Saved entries
·····

PR #3191, opened 2017-11-06
Add note about escaping fields to schema.

domoritz:
I intentionally kept it short so that users actually read it.

Follow up for https://github.com/vega/vega-lite/commit/0a68ff175c11939dcf833c61c953aca50aad8925

### DIFF
--- a/site/docs/encoding/field.md
+++ b/site/docs/encoding/field.md
@@ -31,9 +31,9 @@ For example, we can set `field` to `"precipitation"` to map it to `x` position.
 
 <span class="vl-example" data-name="tick_dot"></span>
 
-Valid JavaScript object access paths using either dot (`.`) or bracket (`foo['bar']`) notation will be converted into lookups on nested objects. Make sure you use proper escape characters if that's not desired. For example, to specify field names that contain dots but are not nested lookups, escape the dot like in `"my\\.field"`. Similarly, escape `[` and `]` as `\\[` and `\\]`.
+Valid JavaScript object access paths using either dot (e.g., `foo.bar`) or bracket with quotes (e.g., `foo['bar']`) notations can be used in `field` to perform nested object lookups. If field names contain dots or brackets but are not nested, use `\\` to escape dots and brackets.  For example, if the field name is `a.b`, use `a\\.b`.  Similarly, if the field name is `a[0]`, use `a\\[0\\]`.
 
-Further note that in JSON, you have to escape backslashes. Hence, a single backslash`\` is escaped as `\\\\` in JSON. You also need to escape quotes (`\"`) and use special escape characters for newlines (`\n`), carriage returns (`\r`), and tabs (`\t`).
+Further note that in JSON, you have to escape backslashes. Hence, a single backslash (`\`) is escaped as `\\\\` in JSON. You also need to escape quotes (`\"`) and use special escape characters for newlines (`\n`), carriage returns (`\r`), and tabs (`\t`).
 
 {:#repeat-ref}
 **2) An object defining iterated values from the `repeat` operator**
--- a/site/docs/encoding/field.md
+++ b/site/docs/encoding/field.md
@@ -31,7 +31,9 @@ For example, we can set `field` to `"precipitation"` to map it to `x` position.
 
 <span class="vl-example" data-name="tick_dot"></span>
 
-Take care to make sure you use proper escape characters as needed. Valid JavaScript object access paths using either dot (`.`) or bracket (`foo['bar']`) notation will be converted into lookups on nested objects. For example, to specify field names that contain dots but are not nested lookups, escape the dot like in `"my\\.field"`. Similarly, escape `[` and `]` as `\\[` and `\\]`.
+Valid JavaScript object access paths using either dot (`.`) or bracket (`foo['bar']`) notation will be converted into lookups on nested objects. Make sure you use proper escape characters if that's not desired. For example, to specify field names that contain dots but are not nested lookups, escape the dot like in `"my\\.field"`. Similarly, escape `[` and `]` as `\\[` and `\\]`.
+
+Further note that in JSON, you have to escape backslashes. Hence, a single backslash`\` is escaped as `\\\\` in JSON. You also need to escape quotes (`\"`) and use special escape characters for newlines (`\n`), carriage returns (`\r`), and tabs (`\t`).
 
 {:#repeat-ref}
 **2) An object defining iterated values from the `repeat` operator**
--- a/src/fielddef.ts
+++ b/src/fielddef.ts
@@ -101,6 +101,10 @@ export interface FieldDefBase<F> {
    * __Required.__ A string defining the name of the field from which to pull a data value
    * or an object defining iterated values from the [`repeat`](repeat.html) operator.
    *
+   * __Note:__ Dots (`.`) and brackets (`[` and `]`) can be used to access nested objects.
+   * Make sure you use proper escape characters if dots or brackets are part of the field name.
+   * You can find details about escaping in the [field docs](field.html).
+   *
    * __Note:__ `field` is not required if `aggregate` is `count`.
    */
   field?: F;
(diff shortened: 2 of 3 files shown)


kanitw:
You can also remove "take care to".

domoritz:
Escaping is really hard :-P. Try escaping `hello.foo\foo[bar\.baz\\`. 

I'll add some more details.

domoritz:
Pushed

src/fielddef.ts
```diff
@@ -100,6 +100,8 @@ export interface FieldDefBase<F> {
   /**
    * __Required.__ A string defining the name of the field from which to pull a data value
    * or an object defining iterated values from the [`repeat`](repeat.html) operator.
+   * Make sure you use proper escape characters as needed. `.`, `[`, and ']' have to
```
kanitw: I think it's worth saying 
```
__Note:__  Dots (`.`) and brackets (`[` and `]`) can be used to access nested objects.  
To access field names with dots or brackets, make sure to escape them using `\\`. 
For example, use `"field": "a\\.b` for a field named "a.b".
```

(Preview)

__Note:__ Dots (`.`) and brackets (`[` and `]`) can be used to access nested objects.  
To access field names with dots or brackets, make sure to escape them using `\\`. 
For example, use `"field": "a\\.b` for a field named "a.b".

kanitw:
> Try escaping `hello.foo\foo[bar\.baz\\`. 

Not sure what you mean

domoritz:
You have to escape a \ with \\\\

kanitw:
I still do not understand what you mean.   Why some \\ are escaped and some are not?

·····

### Aim of the task
The whole set of records needs to be written out exactly.

### Written response
PR #3191, opened 2017-11-06
Add note about escaping fields to schema.

domoritz:
I intentionally kept it short so that users actually read it.

Follow up for https://github.com/vega/vega-lite/commit/0a68ff175c11939dcf833c61c953aca50aad8925

### DIFF
--- a/site/docs/encoding/field.md
+++ b/site/docs/encoding/field.md
@@ -31,9 +31,9 @@ For example, we can set `field` to `"precipitation"` to map it to `x` position.
 
 <span class="vl-example" data-name="tick_dot"></span>
 
-Valid JavaScript object access paths using either dot (`.`) or bracket (`foo['bar']`) notation will be converted into lookups on nested objects. Make sure you use proper escape characters if that's not desired. For example, to specify field names that contain dots but are not nested lookups, escape the dot like in `"my\\.field"`. Similarly, escape `[` and `]` as `\\[` and `\\]`.
+Valid JavaScript object access paths using either dot (e.g., `foo.bar`) or bracket with quotes (e.g., `foo['bar']`) notations can be used in `field` to perform nested object lookups. If field names contain dots or brackets but are not nested, use `\\` to escape dots and brackets.  For example, if the field name is `a.b`, use `a\\.b`.  Similarly, if the field name is `a[0]`, use `a\\[0\\]`.
 
-Further note that in JSON, you have to escape backslashes. Hence, a single backslash`\` is escaped as `\\\\` in JSON. You also need to escape quotes (`\"`) and use special escape characters for newlines (`\n`), carriage returns (`\r`), and tabs (`\t`).
+Further note that in JSON, you have to escape backslashes. Hence, a single backslash (`\`) is escaped as `\\\\` in JSON. You also need to escape quotes (`\"`) and use special escape characters for newlines (`\n`), carriage returns (`\r`), and tabs (`\t`).
 
 {:#repeat-ref}
 **2) An object defining iterated values from the `repeat` operator**
--- a/site/docs/encoding/field.md
+++ b/site/docs/encoding/field.md
@@ -31,7 +31,9 @@ For example, we can set `field` to `"precipitation"` to map it to `x` position.
 
 <span class="vl-example" data-name="tick_dot"></span>
 
-Take care to make sure you use proper escape characters as needed. Valid JavaScript object access paths using either dot (`.`) or bracket (`foo['bar']`) notation will be converted into lookups on nested objects. For example, to specify field names that contain dots but are not nested lookups, escape the dot like in `"my\\.field"`. Similarly, escape `[` and `]` as `\\[` and `\\]`.
+Valid JavaScript object access paths using either dot (`.`) or bracket (`foo['bar']`) notation will be converted into lookups on nested objects. Make sure you use proper escape characters if that's not desired. For example, to specify field names that contain dots but are not nested lookups, escape the dot like in `"my\\.field"`. Similarly, escape `[` and `]` as `\\[` and `\\]`.
+
+Further note that in JSON, you have to escape backslashes. Hence, a single backslash`\` is escaped as `\\\\` in JSON. You also need to escape quotes (`\"`) and use special escape characters for newlines (`\n`), carriage returns (`\r`), and tabs (`\t`).
 
 {:#repeat-ref}
 **2) An object defining iterated values from the `repeat` operator**
--- a/src/fielddef.ts
+++ b/src/fielddef.ts
@@ -101,6 +101,10 @@ export interface FieldDefBase<F> {
    * __Required.__ A string defining the name of the field from which to pull a data value
    * or an object defining iterated values from the [`repeat`](repeat.html) operator.
    *
+   * __Note:__ Dots (`.`) and brackets (`[` and `]`) can be used to access nested objects.
+   * Make sure you use proper escape characters if dots or brackets are part of the field name.
+   * You can find details about escaping in the [field docs](field.html).
+   *
    * __Note:__ `field` is not required if `aggregate` is `count`.
    */
   field?: F;
(diff shortened: 2 of 3 files shown)


kanitw:
You can also remove "take care to".

domoritz:
Escaping is really hard :-P. Try escaping `hello.foo\foo[bar\.baz\\`. 

I'll add some more details.

domoritz:
Pushed

src/fielddef.ts
```diff
@@ -100,6 +100,8 @@ export interface FieldDefBase<F> {
   /**
    * __Required.__ A string defining the name of the field from which to pull a data value
    * or an object defining iterated values from the [`repeat`](repeat.html) operator.
+   * Make sure you use proper escape characters as needed. `.`, `[`, and ']' have to
```
kanitw: I think it's worth saying 
```
__Note:__  Dots (`.`) and brackets (`[` and `]`) can be used to access nested objects.  
To access field names with dots or brackets, make sure to escape them using `\\`. 
For example, use `"field": "a\\.b` for a field named "a.b".
```

(Preview)

__Note:__ Dots (`.`) and brackets (`[` and `]`) can be used to access nested objects.  
To access field names with dots or brackets, make sure to escape them using `\\`. 
For example, use `"field": "a\\.b` for a field named "a.b".

kanitw:
> Try escaping `hello.foo\foo[bar\.baz\\`. 

Not sure what you mean

domoritz:
You have to escape a \ with \\\\

kanitw:
I still do not understand what you mean.   Why some \\ are escaped and some are not?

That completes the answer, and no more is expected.